* Problem description *
Your answer should be each line of the entries that contains the word "https", copied in full.

* Data in this exercise *

PR #1123, opened 2024-11-13
feat(dashboard): debloat wfspec view

### LINKED ISSUE #941: Group wfSpec versions in the dashboard
### Context

We're currently listing wfSpec by version which causes to have multiple pages of the same wfSpec. We can handle this in the UI by increasing the default pagination size to a bigger number and then group the versions as a single item. 

image
 

### Acceptance Criteria

**Scenario** More than 10 versions
**Given** a wfSpec with more than 10 versions
**When** the page limit is 10
**Then** it should render just one item

### Out of Scope

_No response_

### Components

Dashboard

bryson-g:
resolves #941

## Before
image

## After
https://github.com/user-attachments/assets/bc278637-57c1-4833-a4f6-9663b90098fe

## Explanation
- Simplified `WfSpec` page to show each unique `WfSpec` name once with its latest version
- Clicking a `WfSpec` redirects to its latest version page
- Users can access older versions through the existing version dropdown on the `WfSpec` page

image

## Considerations
The version dropdown may become difficult to navigate as versions accumulate. Potential improvements:
- Add search functionality
- Organize by major version categories
- Consider using a command palette interface (similar to `shadcn's` `Command` component)
https://ui.shadcn.com/docs/components/command
image

### First Draft
As a first draft, I was considering a concept like this:

https://github.com/user-attachments/assets/44592cb3-da1a-4871-a5aa-d8e05951a91e

While the above first draft solution technically does resolve the original problem, I realized there could be a more eloquent approach.

### Potentially Another Design

I know the data provided to display `workflows` is fairly minimal _(just versions and workflow names)_, but if it were ever expanded to include more detailed information, such as last modified or last ran, then it may be worth considering a more table orientated design. Additionally, this approach would allow for an intuitive way to filter for specific `WfSpecs`, provided there is relevant data to filter through. 

`Shadcn's` table example:
https://ui.shadcn.com/docs/components/table
image


coltmcnealy-lh:
Thanks @bryson-g! You get 10 points for the best PR description I've ever seen.

I'm not a frontend developer, so I can't review the code, but Hazim or Mijaíl will get to it tomorrow.

dashboard/src/app/(authenticated)/components/Search.tsx
```diff
@@ -35,7 +35,7 @@ export const Search: FC<{}> = () => {
           <RefreshCwIcon className="h-8 w-8 animate-spin text-blue-500" />
         </div>
       ) : (
-        <div className="min-h-[360px]">
```
HazimAr, line 38: Any reason why to remove the min height. I believe it was there so the footer with the "data per load" select would be far below if there was only one WfSpec

dashboard/src/app/(authenticated)/components/VersionSelector.tsx
```diff
@@ -21,17 +21,19 @@ export const VersionSelector: FC<Props> = ({ path, currentVersion, versions, loa
...
-                className="relative block cursor-pointer select-none p-2 hover:bg-slate-300"
-                key={version}
-                value={version}
-                as={Link}
-                href={`${path}/${version}`}
-              >
-                {version}
-              </Listbox.Option>
-            ))}
+            {[...versions].reverse().map(version => {
```
HazimAr, line 24: Nice job using `.reverse()` instead of `.sort` as it is exponentially more efficient 😎

dashboard/src/app/(authenticated)/components/tables/WfSpecTable.tsx
```diff
@@ -1,30 +1,57 @@
...
-      {pages.map((page, i) => (
-        <Fragment key={i}>
-          {page.results.map(({ name, majorVersion, revision }: WfSpecId) => (
-            <div key={`${name}.${majorVersion}.${revision}`} className="my-2 flex gap-2">
-              <Link className="underline hover:no-underline" href={`/wfSpec/${name}/${majorVersion}.${revision}`}>
-                {name}
-              </Link>
+      <div className="flex max-h-[600px] flex-col overflow-auto">
+        {wfSpecs.map(wfSpec => (
+          <Fragment key={wfSpec.name}>
```
HazimAr, line 35: Good job using the `wfSpec.name` as the key instead of the `index` I believe we should use `wfSpec.id` though because there might be multiple `WfSpec`s with the same name

Is what I was going to say but I realize that that `wfSpec.name` is unique as the map is pointed to the latest version. So good job!

HazimAr (approved):

dashboard/src/app/(authenticated)/components/Search.tsx
bryson-g: I removed the `min-h-[360px]` to bring the load footer closer to the end of the `WfSpec` list for these reasons:

- Less mouse travel time
- More visibly obvious to the user
- Less white space looks cleaner

Even with just one `WfSpec,` I'm not sure how a distanced footer would be more beneficial. I'm always open to hear other's thoughts, so please let me know what you think.

HazimAr: No that make sense I was just curious why the change but what you said tracks. 😎

dashboard/src/app/(authenticated)/components/tables/WfSpecTable.tsx
```diff
@@ -1,30 +1,57 @@
...
+      .reverse()
+      .forEach(({ name, majorVersion, revision }: WfSpecId) => {
+        if (!specMap.has(name)) {
+          specMap.set(name, { name, latestVersion: `${majorVersion}.${revision}` })
+        }
+      })
+
+    return Array.from(specMap.values())
+  }, [pages])
+
```
mijailr, line 30: I see there might be cases where the results might not be complete due to pagination. So I suspect it would get the latest version wrong. 

Have you tried that?

dashboard/src/app/(authenticated)/components/Search.tsx
mijailr: The default space is there for view consistency user can predict where the position of elements would be so I would prefer to keep it.

dashboard/src/app/(authenticated)/components/tables/WfSpecTable.tsx
bryson-g: > I see there might be cases where the results might not be complete due to pagination. So I suspect it would get the latest version wrong.
> 
> Have you tried that?

This is a valid issue that you bring up. After analyzing the data that is sent to the front end page, I don't believe there is a suitable solution for us here. It seems like a limitation from the server and the data being sent. 

How do you think we could solve this?

HazimAr: This is also an issue the server has, @coltmcnealy-lh and I talked about this in terms of of trying you query user tasks for "the latest 10" and the problem is the server can't do that. I'm not sure if this issue is related but I believe this issue might be easier to solve as the server could have a different RPC that just sends WFSpec and its latest version instead of each individual WfSpec

bryson-g: To clarify the situation here for anyone else reading this:

image

There's a pagination problem with WfSpecs display. The page shows WfSpecs with a limit on how many items load at once (`items per load`), but the UI incorrectly assumes that the most recent version of a WfSpec will always be within this loaded set.

Example of the problem:
If items_per_load = 10
- The latest version might actually be the 11th item or later
- Current UI would miss this latest version by only looking at the first 10 loaded items

This is a design flaw because the UI needs to account for cases where the latest version exists beyond the initial pagination limit.

coltmcnealy-lh: There is `rpc GetLatestWfSpec` that gets the latest version of a `WfSpec`

coltmcnealy-lh: @bryson-g and @HazimAr  check out this RPC: https://littlehorse.dev/docs/api#getlatestwfspec

coltmcnealy-lh: We can also add a flag to `rpc SearchWfSpec` that filters so that it only returns the latest version of each `WfSpec`. That might be the easiest solution, but it requires backend changes. @HazimAr maybe that would be a good "warmup" for you to get used to the internals of the server.

Alternatively, this would probably be a half-day of effort for @Snarr

HazimAr: I agree it would be a good warmup but I don't think that is necessary now

Also if we used GetLatestWfSpec then it will fix the problem of being uncertain of the latest version but the per load will still be off 

Because it would return 10 items but 8 are unique so it would call 8 times to get the latest version

HazimAr (changes requested):
Lets account for the pagination case and RPC suggestion @coltmcnealy-lh gave.

bryson-g:
@mijailr, Continuing from the conversation we had:

As one of the potential solutions for this pagination issue, we considered paginating through every page to ensure the latest workflow for each unique WfSpec.

However, I believe it would be more efficient to use the `GetLatestWfSpec` RPC instead. For example, loading the first 10 items and filtering for unique names, then calling the `GetLatestWfSpec` RPC for each listed WfSpec.

The one problem I see with the latter approach is that the `Items per load` number may be lower than the number of `WfSpecs` that are actually rendered on the page. This may be slightly confusing for users. When compared to the former approach, we already paginate through all of the `WfSpecs`, so we could display all unique `WfSpecs` in a scroll area and completely remove the `Items per load` option.

What are your thoughts on how exactly how we should proceed?

HazimAr (approved):

HazimAr:
@bryson-g please fix tests and then its ready to merge

bryson-g:
@HazimAr tests passed now. had to delete `package-json.lock` and push a new clean install. lmk if this is fine with u

PR #1126, opened 2024-11-13
feat(dashboard): adds lhd_oauth_callback_url_internal

MateoRojas:
Allows to configure `NEXTAUTH_URL_INTERNAL` in case `NEXTAUTH_URL` cannot be reached by the dashboard server. This is important because the dashboard server calls itself when rendering the OAuth providers and in certain cases, like local development within kind the `NEXTAUTH_URL` cannot be reached.


mijailr (approved):

coltmcnealy-lh:
Good work

PR #1134, opened 2024-11-16
feat(dashboard): Execute WfSpec from dashboard

muhammadqamar:
so we need to execute wfSpec from dashboard, there will be a button on WfSpec page for each version, 
The button will open a dialog modal and show all available variables required and public. after form validation , we will get WfRun in response and will redirect to WfRun page where we can see all variables values.
we also have option to mark a field as null. there is a checkbox which will allow the value to be null. 
image
image
image


mijailr (dismissed):
The form should be handled with Form Actions. Use this as an example or inspiration https://github.com/vercel/next.js/tree/canary/examples/next-forms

* Your response *
https://github.com/user-attachments/assets/bc278637-57c1-4833-a4f6-9663b90098fe
https://ui.shadcn.com/docs/components/command
https://github.com/user-attachments/assets/44592cb3-da1a-4871-a5aa-d8e05951a91e
https://ui.shadcn.com/docs/components/table
coltmcnealy-lh: @bryson-g and @HazimAr  check out this RPC: https://littlehorse.dev/docs/api#getlatestwfspec
The form should be handled with Form Actions. Use this as an example or inspiration https://github.com/vercel/next.js/tree/canary/examples/next-forms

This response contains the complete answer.